I think lately I've been bored of forums, it seems to be the same thing over and over again. Where are some unique mods and ideas? Or totally ground breaking builds? I know I'm not one to talk as I don't have anything like that but still!


----------



## Spoolin_TT (May 8, 2010)

Neb said:


> People need to sign up here then:
> 
> http://www.mk1tt.com/forum/index.php
> 
> ...


Yeah I feel ya Neb.


----------



## SoloGLI (Jan 20, 2005)

Neb said:


> People need to sign up here then:
> 
> http://www.mk1tt.com/forum/index.php
> 
> ...


I registered for the board yesterday and already introduced myself. For being such a new board, looks like there is some decent activity over there. Everyone should definitely get over there and check it out.


----------



## l88m22vette (Mar 2, 2006)

Look into AudiFreaks.com, there are quite a few of the older guys there as well and its definitely laid back; its run by Cincy (cincyTT) who has been a mainstay on our boards for a while. I'd also use QuattroWorld but I hate the format SO MUCH; whoever thinks vBulletin sucks needs to try to keep up with KAWF :thumbdown:


----------



## cdougyfresh (Sep 16, 2004)

l88m22vette said:


> Every one of the boards has died within the last two years (as have other forums), blame the economy - the job market blows, no one is spending money right now, and all hobbies, especially expensive ones (like cars) are things people don't want to put money into. Give it a few years and things will be banging like they were, you just have to wait until people have expendable income. I'm in this boat, I have a half-complete pile of longblock parts but no teaching job = no fancy engine build. Hell, I'm scraping just to get a fresh suspension together for next spring


I feel ya, my gf taught full time for 2 years but now cant find anything better than subbing / working for $10.50 an hr at sylvan learning center.. so she took a job as an insurance agent instead. Sad that you cant even get a full time job in one of the worst paying professions these days. 
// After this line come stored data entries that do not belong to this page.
PR #2033, opened 2025-10-14
Remove makeSizeType from InstructionDecoderImpl interface

hainest:
It's only used on x86, so move it there.

@wxrdnx Are you using this for RISC-V?


hainest:

PR #2034, opened 2025-10-16
Checking for a null pointer

ajanicijamd:
Sometimes a function returns a null pointer, which causes a segfault.

### DIFF
--- a/dyninstAPI/src/BPatch_edge.C
+++ b/dyninstAPI/src/BPatch_edge.C
@@ -117,6 +117,9 @@ BPatch_point *BPatch_edge::getPoint()
       BPatch_flowGraph *cfg = getFlowGraph();
       instPoint *ip = instPoint::edge(cfg->ll_func(),
                                       edge);
+      if (!ip) {
+          return point;
+      }
       AddressSpace *as = cfg->getllAddSpace();
       assert(as);
       


hainest:
The value of `ip` is ultimately determined in [`PatchAPI::PatchMgr::findPoint`](https://github.com/dyninst/dyninst/blob/v13.0.0/patchAPI/src/PatchMgr.C#L104). There are a few ways that it can return null. It would be nice to narrow it down to get a better root cause.

Do you have a reproducer for this? If not, could you do a bit more debugging?

For the case that `ip` is null, could you:

1. Check if `cfg->ll_func()` is null
2. Print out `cfg->ll_func()->format()`

Thanks!

bbiiggppiigg:
> Sometimes a function returns a null pointer, which causes a segfault.

Do you have reproducer for your problem?
While your fix probably is good on its own, the fact that a BPatch_edge does not have a corresponding point suggest there might be a bug somwhere else in the creation of this BPatch_edge/ during parsing.

hainest:
>the fact that a BPatch_edge does not have a corresponding point suggest there might be a bug somwhere else in the creation of this BPatch_edge/ during parsing.

Having an `instPoint` isn't a requirement for the class, but really should be. From [`BPatch_edge::BPatch_edge`](https://github.com/dyninst/dyninst/blob/v13.0.0/dyninstAPI/src/BPatch_edge.C#L79):

```c++
   // point is set when this edge is instrumented. instAddr is set
   // when either this edge or its conditional buddy is instrumented
   point = NULL; 
```

Ugh. That comment isn't even true. It's set if and only if `getPoint` is called. What was extra confusing to me is that [`instPoint::edge`](https://github.com/dyninst/dyninst/blob/master/dyninstAPI/src/instPoint.C#L88) requests the creation of a point if one doesn't exist for the current edge. That ultimately never gets done because `PatchMgr::findPoint` does a bunch of checking that can cause a point not to be created. Naturally, there's no logging in that function...

bbiiggppiigg:
> Ugh. That comment isn't even true. It's set if and only if `getPoint` is called. What was extra confusing to me is that [`instPoint::edge`](https://github.com/dyninst/dyninst/blob/master/dyninstAPI/src/instPoint.C#L88) requests the creation of a point if one doesn't exist for the current edge. That ultimately never gets done because `PatchMgr::findPoint` does a bunch of checking that can cause a point not to be created. Naturally, there's no logging in that function...

Location::EdgeInstance is created with trusted set to false.
So it will go through the PatchMgr::verify to check if both source block of the target block of the edge is a valid/known block (in loc.func.blocks()).

If it is able to pass the verification, it should go to PatchFunction::findPoint, which should either find or create the point.
So either there is no function associated with the edge, or either edge's src or target basic block is invalid.

ajanicijamd:
I cannot easily provide a reproducer for this, because our use case is a ctest test in https://github.com/ROCm/rocm-systems. But I will spend some more time debugging to try to narrow down the root cause of the problem.

PR #2037, opened 2025-10-23
Always decode instruction operands

hainest:
In every place that an instruction decoder is used in Dyninst, some property of the instruction is immediately used that requires decoding the operands. Delaying this process from the initial decode offers no benefit, but introduces overhead in the `Instruction` class. Capstone  doesn't provide a mechanism to delay decoding operands, so this behavior will eventually go away even without these changes.

### DIFF
--- a/instructionAPI/src/AMDGPU/gfx908/InstructionDecoder-amdgpu-gfx908.h
+++ b/instructionAPI/src/AMDGPU/gfx908/InstructionDecoder-amdgpu-gfx908.h
@@ -64,8 +64,6 @@ namespace Dyninst {
 
             virtual void setMode(bool)  { }
 
-            bool decodeOperands(const amdgpu_gfx908_insn_entry & insn_entry);
-
             static const std::array<std::string, 16> condNames;
             static MachRegister sysRegMap(unsigned int);
             static const char* bitfieldInsnAliasMap(entryID);
--- a/instructionAPI/src/AMDGPU/gfx90a/InstructionDecoder-amdgpu-gfx90a.h
+++ b/instructionAPI/src/AMDGPU/gfx90a/InstructionDecoder-amdgpu-gfx90a.h
@@ -64,8 +64,6 @@ namespace Dyninst {
 
             virtual void setMode(bool)  { }
 
-            bool decodeOperands(const amdgpu_gfx90a_insn_entry & insn_entry);
-
             static const std::array<std::string, 16> condNames;
             static MachRegister sysRegMap(unsigned int);
             static const char* bitfieldInsnAliasMap(entryID);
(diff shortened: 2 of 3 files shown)


hainest:
@bbiiggppiigg I noticed the AMDGPU decoders all declare `bool decodeOperands(const amdgpu_gfx908_insn_entry & insn_entry);`, but I couldn't find any implementation for them. Is that something that should be removed?

hainest:

bbiiggppiigg:
> @bbiiggppiigg I noticed the AMDGPU decoders all declare `bool decodeOperands(const amdgpu_gfx908_insn_entry & insn_entry);`, but I couldn't find any implementation for them. Is that something that should be removed?

Yes they probably should.
Since we are getting a new XML drop soon in theory, I can clean it up when that happens. 
Or if you want you can remove it in any PR you see fit.

bbiiggppiigg:
> In every place that an instruction decoder is used in Dyninst, some property of the instruction is immediately used that requires decoding the operands. Delaying this process from the initial decode offers no benefit, but introduces overhead in the `Instruction` class. Capstone doesn't provide a mechanism to delay decoding operands, so this behavior will eventually go away even without these changes.

I'm guessing it is that some people just want the instruction length initially, unless it is a branch instruction or something that requires you to look at the operands to determine branch target, to avoid the potentially expensive operand parsing.

That being said, for AMDGPU we always need to decode the operands to figure out what the length of an instructiton is, so I'm glad this is cleaned up i guess.

hainest:
> Didn't see any apparent breakage on AMDGPU architectures as well.

Thanks for checking. We _really_ need to get some kind of simple test for AMDGPU going. I would be fine with just literally doing `SymtabAPI::openFile`. Do you have a small binary we could add in the test-binaries repo for this?

hainest:
> > @bbiiggppiigg I noticed the AMDGPU decoders all declare `bool decodeOperands(const amdgpu_gfx908_insn_entry & insn_entry);`, but I couldn't find any implementation for them. Is that something that should be removed?
> 
> Yes they probably should. Since we are getting a new XML drop soon in theory, I can clean it up when that happens. Or if you want you can remove it in any PR you see fit.

I can remove them here since I'm touching all of those `decode`-like interfaces.

bbiiggppiigg:
> I can remove them here since I'm touching all of those `decode`-like interfaces.

Sure, please go ahead.

By the way, I don't think I have the rights to add binaries to the test_binaries repo.

hainest:
> By the way, I don't think I have the rights to add binaries to the test_binaries repo.

Oops. You should have write access now.

hainest:
> > I can remove them here since I'm touching all of those `decode`-like interfaces.
> 
> Sure, please go ahead.

Updated.

kupsch (approved):

PR #2039, opened 2025-10-23
Deprecate Expression::getChildren

hainest:
Having in-out parameters makes callsites clunky- particularly for range-base for loops.

This needs https://github.com/dyninst/testsuite/pull/267 and https://github.com/dyninst/examples/pull/65 to pass CI.

### DIFF
--- a/dataflowAPI/src/stackanalysis.C
+++ b/dataflowAPI/src/stackanalysis.C
@@ -1151,10 +1151,8 @@ void StackAnalysis::handleXor(Instruction insn, Block *block,
    operands[0].getWriteSet(writtenSet);
    operands[1].getReadSet(readSet);
 
-   std::vector<Expression::Ptr> children0;
-   std::vector<Expression::Ptr> children1;
-   operands[0].getValue()->getChildren(children0);
-   operands[1].getValue()->getChildren(children1);
+   auto children0 = operands[0].getValue()->getSubexpressions();
+   auto children1 = operands[1].getValue()->getSubexpressions();
 
    if (readSet.size() == 1 && writtenSet.size() == 1 &&
       (*readSet.begin())->getID() == (*writtenSet.begin())->getID() &&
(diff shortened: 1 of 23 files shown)


hainest:
@bbiiggppiigg @kupsch This has circular dependencies on the two linked issues. I'm not sure if it would be best to merge this or those first. I would prefer to merge the other two first, but I'm fine with either.

dataflowAPI/src/stackanalysis.C
```diff
@@ -1743,7 +1737,7 @@ void StackAnalysis::handleLEA(Instruction insn,
             Expression::Ptr scaleIndexExpr = children[1];
             STACKANALYSIS_ASSERT(dynamic_cast<BinaryFunction*>(scaleIndexExpr.get()));
             children.clear();
```
kupsch: The `children.clear();` before an assignment can be removed here and below

hainest: Updated.

hainest: I just noticed I forgot to deprecate in BinaryFunction and Dereference. I updated them.

instructionAPI/h/Expression.h
```diff
@@ -86,7 +87,10 @@ namespace Dyninst { namespace InstructionAPI {
     virtual bool bind(Expression* expr, const Result& value);
     virtual void apply(Visitor*) {}
 
-    virtual void getChildren(std::vector<Expression::Ptr>& children) const = 0;
+    DYNINST_DEPRECATED("Use getSubexpressions()")
+    virtual void getChildren(std::vector<Expression::Ptr>&) const {}
```
kupsch: You can make this non-virtual, implement here in the base and remove the implementation in the derived classes as their implementations are the same.

kupsch:
Merging this before the 2 linked issues if probably best.

instructionAPI/h/Expression.h
hainest: Agreed. Updated.

instructionAPI/h/BinaryFunction.h
```diff
@@ -32,6 +32,7 @@
 #define BINARYFUNCTION_H
 
 #include "ArchSpecificFormatters.h"
+#include "compiler_annotations.h"
```
kupsch: No longer needed
```suggestion
```

hainest: Bah. No matter how many times I look over these diffs, I always miss something.

PR #2040, opened 2025-10-25
Clean up InstructinAPI::InstructionDecoderImpl

hainest:


instructionAPI/src/InstructionDecoderImpl.h
```diff
@@ -88,4 +85,4 @@ class InstructionDecoderImpl
 }
 }
 
-#endif //!defined(INSTRUCTION_DECODER_IMPL_H)
```
bbiiggppiigg, line 91: Do we not want to keep this kind of comment?

hainest: Macro tag comments are generally useless; particularly for header include guards. I know some folks like them and clang-format inserts them by default, but they just don't add any value.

Accounting might not be the most exciting thing but I'm thankful for my job security!


----------



## l88m22vette (Mar 2, 2006)

^ I hear that, I should have gone into business and just _read _history books :laugh: :banghead:


----------



## SoloGLI (Jan 20, 2005)

cdougyfresh said:


> Accounting might not be the most exciting thing but I'm thankful for my job security!


What do you mean not exciting? I guess I'm just that big of a nerd that I find financial auditing fun


----------



## jetta2.8 (May 18, 2009)

I'll have to check that forum out sometime. Going back to school and being on forums is a delicate balance haha. I get on the computer to check my email and spend 3 hours on here


----------



## raidendb (Jul 25, 2008)

I would say +1 to the economy thing as well. Most are just too busy catching up or getting back on their feet. 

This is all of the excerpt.